REINZ and HomePrezzo launch new Local Suburb Guides With the property market busier than ever, REINZ has teamed up with HomePrezzo to help members work ‘smarter’ not ‘harder’. Our new Local Suburb Guides will help you to free up time otherwise spent on digital marketing in order to be able to focus on important tasks such as selling houses and getting new listings.

Six ways to use your REINZ Local Suburb Guide REINZ Local Suburb Guides make it quick and easy to create a valuable, data-driven report about your local suburb.
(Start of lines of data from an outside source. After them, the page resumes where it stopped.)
PR #4907, opened 2025-08-04
Sv search clinvar bug

hanars:
Fixes the bug and adds tests for all the standard searches. While they do not return that many variants (our synthetic data for various reasons fails our standard filters) it is important that the combination of filters we regularly use are tested

### DIFF
--- a/clickhouse_search/managers.py
+++ b/clickhouse_search/managers.py
@@ -347,7 +347,7 @@ class AnnotationsQuerySet(SearchQuerySet):
 
     def _filter_frequency(self, results, freqs=None, pathogenicity=None, **kwargs):
         frequencies =  freqs or {}
-        clinvar_override_q = self._clinvar_path_q(pathogenicity)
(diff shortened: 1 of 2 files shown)


clickhouse_search/managers.py
```diff
@@ -347,7 +347,7 @@ def populations(self):
 
     def _filter_frequency(self, results, freqs=None, pathogenicity=None, **kwargs):
         frequencies =  freqs or {}
-        clinvar_override_q = self._clinvar_path_q(pathogenicity)
+        clinvar_override_q = self._clinvar_path_q(pathogenicity) if self.has_annotation(CLINVAR_KEY) else None
```
bpblanken, line 350: what's the difference between `self._has_clinvar()` and `self.has_annotation(CLINVAR_KEY)`?

hanars: One is from the EntryManager and the other is the AnnotationManager. `_has_clinvar` is actually checking whether there exists a foreign key relationship between the entry table and a clinvar table, `self.has_annotation(CLINVAR_KEY)` is checking whether the join with the entry table included a clinvar annotation or not

PR #5079, opened 2025-10-17
Benb/update partitioning

bpblanken:


clickhouse_search/migrations/0019_projectpartitions.py
```diff
@@ -0,0 +1,109 @@
...
+from django.db import migrations, connections
+import django.db.models.deletion
+import django.db.models.manager
+
+
+CLICKHOUSE_WRITER_PASSWORD = os.environ.get('CLICKHOUSE_WRITER_PASSWORD', 'clickhouse_test')
+CLICKHOUSE_WRITER_USER = os.environ.get('CLICKHOUSE_WRITER_USER', 'clickhouse')
+
+PROJECT_PARTITIONS_DICT = Template("""
+CREATE DICTIONARY `GRCh38/SNV_INDEL/project_partitions_dict`
```
bpblanken, line 16: I ended up running into a set of very nasty issues with defining the partitions table as a Join table.  When flushing/truncating the table within the tests, ClickHouse freezes up and starts blocking any edit to the table.  I wasn't able to fully diagnose or fix it, giving up and going with a dictionary approach.  

The issues I encountered made me queasy enough about the dynamic join partitioning approach that I've instead followed a safer path that materializes the partition index and partition number on the entries table as columns.  This adds complexity to the table definition and the load, but should be safer.

clickhouse_search/migrations/0019_projectpartitions.py
```diff
@@ -0,0 +1,109 @@
...
+            return
+        cursor.execute('SELECT COUNT(*) FROM `GRCh38/SNV_INDEL/entries`;')
+        if cursor.fetchone()[0] > 0:
+            return
+        create_table_query = create_table_query.replace(
+            'PARTITION BY project_guid',
+            'PARTITION BY (project_guid, partition_id)',
+        )
+        cursor.execute('DROP TABLE `GRCh38/SNV_INDEL/entries`')
+        cursor.execute(create_table_query)
```
bpblanken, line 54: The conditional drop and recreate approach:
- Leaves the existing squashed migration (0015) as is.
- Allows adding the two new columns.
- does NOT modify PARTITION BY if the table exists and has data in it.  Users that have already loaded data will not have the new structure.  

I also considered just modify-ing the existing migration, but in order to make that work we'd also need to move the new project_partitions table and the new columns to that migration and remove this one entirely.  That is a valid approach, but I thought less clear and maintainable.

clickhouse_search/backend/engines.py
```diff
@@ -5,7 +5,6 @@
 def _no_validate(value, name):
     return value
 
-
```
hanars, line 8: not very important but I think it is the convention to have 2 blank lines between top level functions

clickhouse_search/migrations/0017_projectpartitionssnvindel.py
```diff
@@ -0,0 +1,109 @@
...
+            'PARTITION BY (project_guid, partition_id)',
+        )
+        cursor.execute('DROP TABLE `GRCh38/SNV_INDEL/entries`')
+        cursor.execute(create_table_query)
+
+
+class Migration(migrations.Migration):
+
+    dependencies = [
+        ('clickhouse_search', '0016_add_affected_status'),
```
hanars: I think this should be updated as we have since merged other migrations

clickhouse_search/migrations/0019_projectpartitions.py
```diff
@@ -0,0 +1,109 @@
...
+        if 'farmHash64(family_guid)' in create_table_query:
+            return
+        cursor.execute('SELECT COUNT(*) FROM `GRCh38/SNV_INDEL/entries`;')
+        if cursor.fetchone()[0] > 0:
+            return
+        create_table_query = create_table_query.replace(
+            'PARTITION BY project_guid',
+            'PARTITION BY (project_guid, partition_id)',
+        )
+        cursor.execute('DROP TABLE `GRCh38/SNV_INDEL/entries`')
```
hanars, line 53: are we not updating partitioning for GRCh37?

clickhouse_search/migrations/0019_projectpartitions.py
```diff
@@ -0,0 +1,109 @@
...
+            state_operations=[
+                migrations.AddField(
+                    model_name='entriessnvindel',
+                    name='n_partitions',
+                    field=clickhouse_search.backend.fields.MaterializedUInt8Field(expression="dictGetOrDefault('GRCh38/SNV_INDEL/project_partitions_dict', 'n_partitions', project_guid, 1)"),
+                )
+            ],
+        ),
+        migrations.RunSQL(
+            "ALTER TABLE `GRCh38/SNV_INDEL/entries` ADD COLUMN `partition_id` UInt8 MATERIALIZED farmHash64(family_guid) % n_partitions AFTER `n_partitions`;",
```
hanars, line 98: out of scope for this PR but it seems like the only reason we need custom SQL for all of our `ADD COLUMN` migrations is that we need the ability to specify an AFTER column, and it would only be like an hour or 2 of work for me to add support for that in the clickhouse schema editor. I think its worth making a ticket for this assuming that is the only reason

clickhouse_search/migrations/0019_projectpartitions.py
bpblanken: I felt like we shouldn't.  There isn't a project in GRCh37 that would come close to needing re-partitioning.  I think all of our GRCh37 data put together is ~15% of the Gregor multi site.

clickhouse_search/migrations/0019_projectpartitions.py
bpblanken: The other piece the default SQL generates is a `mutations_sync = 1` setting, which we very much do not want.

hanars: that should also be handleable in the the update so just include that in the ticket as well

PR #5083, opened 2025-10-22
bugfix: entries to project gt stats mv

bpblanken:


clickhouse_search/migrations/0017_fix_affected_status_column_order.py
```diff
@@ -0,0 +1,107 @@
...
+
+from settings import DATABASES
+
+ENTRIES_TO_PROJECT_GT_STATS = Template("""
+CREATE MATERIALIZED VIEW `$reference_genome/$dataset_type/entries_to_project_gt_stats_mv`
+TO `$reference_genome/$dataset_type/project_gt_stats`
+AS SELECT
+    project_guid,
+    key,
+    $columns
```
bpblanken, line 11: I'd lifted the dictGet to be shared amongst all tables, hoping that the view would correctly handle the column order swap between sample type and affected status.  it did not!

PR #5088, opened 2025-10-23
bugfix: clinvar download file, then parse

bpblanken:


bpblanken:
Forgot to handle tmp file deletion, adding it now!

PR #5091, opened 2025-10-23
feat: affected status migration

bpblanken:


clickhouse_search/migrations/0018_queue_rebuild_gt_stats_jobs.py
```diff
@@ -0,0 +1,56 @@
...
+    )
+    db_alias = schema_editor.connection.alias
+    for batch in batch_project_guids(
+        list(
+            set(
+                ProjectGtStatsGRCh37SnvIndel.objects.using(db_alias)
+                .values_list("project_guid", flat=True)
+                .distinct()
+            )
+            | set(
```
hanars, line 33: this works fine, but project guids are distinct and only associated with a single genome build so you could also just do `list(ProjectGtStatsGRCh37SnvIndel...) + list(ProjectGtStatsSnvIndel...)`

PR #5100, opened 2025-10-27
feat: move clinvar to new pattern

bpblanken:


seqr/management/commands/reload_clinvar_all_variants.py
```diff
@@ -274,7 +274,7 @@ def handle(self, *args, **options):
                         # version.
                         if existing_version_obj and ClinvarAllVariantsSnvIndel.objects.filter(version=existing_version_obj.version).exists():
                             clinvar_run_sql(
-                                Template(f"ALTER TABLE `$reference_genome/$dataset_type/clinvar_all_variants` DROP PARTITION '{new_version}';")
+                                Template(f"ALTER TABLE `$reference_genome/$dataset_type/reference_data/clinvar/all_variants` DROP PARTITION '{new_version}';")
```
hanars: You can actually get the table name off of the model's meta field which would make this code more resilient - you just use `ClinvarAllVariantsSnvIndel._meta.db_table`. It would also get rid of the need to template out variables

seqr/management/commands/reload_clinvar_all_variants.py
```diff
@@ -66,7 +66,6 @@ def clinvar_run_sql(sql: str):
         ]:
             cursor.execute(sql.substitute(reference_genome=reference_genome, dataset_type=dataset_type))
```
hanars, line 67: not particularly related to this PR, but this file should really be in the `clickhouse_search/management/commands` folder not the seqr commands folder

bpblanken:
`clinvar/all_variants` and the `clinvar` Join table are just renames, so will have all of the data, leaving seqr search untouched.  The `seqr_variants` table will be empty though, until either the job runs or a manual intervention.  

I _think_ this is fine, but there is a potential edge case where the two materialized views we create here run concurrently upon creation; the second one (the `seqr_variants` -> `clinvar` Join) will have an empty source table until the first completes, resulting in an empty Join table.   

One hacky resolution would be to add a RunPython that runs `'SYSTEM REFRESH VIEW` in the correct order at the end of this migration.

clickhouse_search/migrations/0020_clinvar_new_reference_data.py
```diff
@@ -0,0 +1,594 @@
...
+CREATE MATERIALIZED VIEW `$reference_genome/$dataset_type/reference_data/clinvar/seqr_variants_to_search_mv`
+REFRESH EVERY 10 YEAR
+TO `$reference_genome/$dataset_type/reference_data/clinvar`
+AS 
+SELECT 
+DISTINCT ON (key) *
+FROM `$reference_genome/$dataset_type/reference_data/clinvar/seqr_variants`
+""")
+
+def build_materialized_view(reference_genome: str, dataset_type: str, materialized_view: str):
```
bpblanken, line 33: added a mechanism for refreshing and waiting for each view.

PR #5101, opened 2025-10-28
feat: reference data range dictionaries

bpblanken:


clickhouse_search/migrations/0020_pext_range_dicts.py
```diff
@@ -0,0 +1,239 @@
...
+GNOMAD_NON_CODING_CONSTRAINT_VIEW = """
+CREATE MATERIALIZED VIEW `GRCh38/SNV_INDEL/reference_data/gnomad_non_coding_constraint/all_variants_mv`
+REFRESH EVERY 10 YEAR
+TO `GRCh38/SNV_INDEL/reference_data/gnomad_non_coding_constraint/all_variants`
+AS SELECT
+    replaceOne(chrom, 'chr', '') as chrom,
+    toUInt32(assumeNotNull(start)) as start,
+    toUInt32(assumeNotNull(end)) as end,
+    z
+FROM url('https://storage.googleapis.com/gcp-public-data--gnomad/release/3.1/secondary_analyses/genomic_constraint/constraint_z_genome_1kb.qc.download.txt.gz')
```
hanars: will this work out of the box for local installs, or is there any set up we mauy need to do in the seqr image or helm chart to ensure that accessing GCP works from here?

clickhouse_search/migrations/0020_pext_range_dicts.py
```diff
@@ -0,0 +1,239 @@
...
+SCREEN_VIEW = """
+CREATE MATERIALIZED VIEW `GRCh38/SNV_INDEL/reference_data/screen/all_variants_mv`
+REFRESH EVERY 10 YEAR
+TO `GRCh38/SNV_INDEL/reference_data/screen/all_variants`
+AS SELECT
+    replaceOne(c1, 'chr', '') as chrom,
+    toUInt32(assumeNotNull(c2)) as start,
+    toUInt32(assumeNotNull(c3)) as end,
+    splitByChar(',', assumeNotNull(c6))[1] as regionType
+FROM url('https://downloads.wenglab.org/V3/GRCh38-cCREs.bed')
```
hanars: I do not have a great solution for this problem, but I think that in the future its going to be very hard to track down what the sources are for all our reference datasets. Making these into variables in any shared code (like models.py) and then importing them to the migration is not a good idea because this migration should stay static always even if we later change the source. The easiest solution I have come up with is to make them constants at the top of this migration file (to make them easier to find)  and then rename to migration something like `0020_refererence_sources` and name all future migrations that add sources like this `N_refererence_sources` so its easy to see which migration files to open to check.

The other alternative I can think of is that I actually implement a `MaterializedView` class and we add models for all the views in models.py. I guess the django for this would look something like
```
class ScreenMv(ClickhouseMaterializedView):
    chrom = Enum8Field(return_int=False, choices=BaseAnnotations.CHROMOSOME_CHOICES, primary_key=True)
    ...

    class Meta:
        db_table = 'GRCh38/SNV_INDEL/reference_data/screen/all_variants_mv'
        to_table = 'GRCh38/SNV_INDEL/reference_data/screen/all_variants'
        source_url = 'https://downloads.wenglab.org/V3/GRCh38-cCREs.bed'
        column_selects = {
            'chrom': 'replaceOne(c1, 'chr', '')',
            ...
        }
```
I think getting this to work and to generate the code I want is probably like 2 days of work. The advantage to that would be that the live source versions would all be defined in models.py, and if in the future it needed change we would be able to use a more normal migration pattern to change them. The disadvantage would be that this is a bunch of work that would delay this code (although I could also do this after the code goes live instead and backfill it)

 I am also open to other suggestions

bpblanken: I had similar thoughts while doing this, eventually just implementing in the simplest way.

I'm a little lukewarm on the Django Model approach, just because these views are not objects that will ever be queried by the application and are likely to exhibit strange behavior if treated as relational tables.  I think it's overkill for what are basically static templates, and when we update them we will always drop and recreate rather than alter.

What about a combination of a shared python string template for the SQL and an additional python dictionary config in a separate file?  

The config would have the source url and column selects, but the table definitions are actually static here.

clickhouse_search/migrations/0020_pext_range_dicts.py
bpblanken: Yep! These are public gcp urls, not hosted by us.

clickhouse_search/migrations/0020_pext_range_dicts.py
hanars: I think that a file that exists purely as a tracking file with no actual utilization in code is really annoying to keep up to date and unlikely to stay accurate. And actually importing the config to the migration would be breaking later onn so I do not think we should do that. At this point I would rather just use a naming convention to make the relevant migrations easy to find if we need to figure things out, which feels like the easiest path forward 

Also, there are lots of actual tables in our models.py that are never queried/ directly used by the application because they are just the table part of a view so (to me) its actually clearer to have something else django-y defined with them to make it clear why they are there in the first place, like having the table and view defined and clearly linked makes more sense than having them only defined in the migrations. But I do not have strong feelings on it, and definitely would want to keep it out of scope for this PR

clickhouse_search/migrations/0020_pext_range_dicts.py
hanars: Yeah I was more worried that like they are public but you need to pass some sort of credential or requester pays or something thats not standard here, but I now realize that that also would not have worked for you when you ran it if that was the case

PR #5109, opened 2025-10-30
Do not trigger gt stats update on individual create

hanars:


seqr/views/apis/anvil_workspace_api_tests.py
```diff
@@ -30,7 +30,7 @@
 
 LOAD_SAMPLE_DATA_ALL_PENDING = LOAD_SAMPLE_DATA + [
     ["2", "HG00731", "", "HG00732", "HG00733", "Female", "Affected", "HP:0001508", "", ""],
-    ["2", "HG00732", "", "", "", "Male", "Unaffected", "", "", ""],
+    ["2", "HG00732", "", "", "", "Male", "Affected", "HP:0001508", "", ""],
```
hanars, line 33: this change means that there is an individual who is changing affected status with this loading request, so we are testing that gt stats will not rebuild when that happens

bpblanken (approved):

PR #5110, opened 2025-10-31
bugfix: quote passwords

bpblanken:
Resolves an issue with passwords with special characters.

We _could_ do this with a new migration with REPLACE, but the migrations actually crash as is.


bpblanken:
I think only an issue if doing a clean new install with a special char password.  If you have a running install now, you chose a safe password (like us).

They use the latest REINZ data and you can customise the reports with your own agency brand, colours, logo, photos and recent sales. They’re so easy to do, you’ll soon be looking for new ways to use them to promote yourself. Try these ideas out:

1. Hand out at Open Homes Print out the Local Suburb Guides on your office printer or get them professionally printed out and take them to open homes. It will help you justify an asking price by showing buyers what other properties in the area are selling for.
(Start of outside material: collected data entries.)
PR #5114, opened 2025-11-03
use backend specific filters for in silico fields

hanars:
Some of the in silico fields in seqr have configurations to support both the enum options used by elasticsearch and the numeric options used by clickhouse. Currently any field with an enum is shown as an enum select field in the search UI - this PR changes it so that behavior is maintained for elasticsearch but for clickhouse it will preferentially use the numeric field if available. I have confirmed that this change will correctly map the search UI to the actual data types used in the clickhouse backend. Note that mut_taster is still an enum in clickhouse which is why we do not want to fully get rid of that functionality

### DIFF
--- a/ui/pages/Search/components/VariantSearchFormPanelConfigs.jsx
+++ b/ui/pages/Search/components/VariantSearchFormPanelConfigs.jsx
@@ -69,7 +69,7 @@ const REQUIRE_SCORE_FIELD = {
   labelHelp: 'Only return variants where at least one filtered predictor is present. By default, variants are returned if a predictor meets the filtered value or is missing entirely',
 }
 
-const FORMATTED_IN_SILICO_FUIELDS = [...ORDERED_PREDICTOR_FIELDS.filter(({ displayOnly }) => !displayOnly).map(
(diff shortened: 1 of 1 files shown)


ui/pages/Search/components/VariantSearchFormPanelConfigs.jsx
```diff
@@ -69,42 +69,48 @@ const REQUIRE_SCORE_FIELD = {
...
+      step: max ? 1 : 0.05,
+      ...filterField,
+    } : null
+    return [enumField, decimalField]
+  },
+)]
+
+const IN_SILICO_FIELDS = [
+  REQUIRE_SCORE_FIELD,
+  ...FORMATTED_IN_SILICO_FUIELDS.map(([enumField, decimalField]) => decimalField || enumField),
```
bpblanken: FORMATTED_IN_SILICO_FUIELDS is misspelled!

hanars: 😮

bpblanken (approved):

PR #5141, opened 2025-11-19
Affected status dict

hanars:
For multi-family search use the affected status dict in queries instead of constructing sample ID maps


clickhouse_search/fixtures/clickhouse_search.json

2. Use as a talking point when you’re door knocking One of the hardest things about door knocking and cold calling is trying to build a rapport with the person on the other side of the door. When you have a free gift in the form of a Local Suburb Guide, you’ve got a great talking point as you can show them how the market is performing and fire up their curiosity. Leave it behind to make a lasting impression. Beats a magnet any day!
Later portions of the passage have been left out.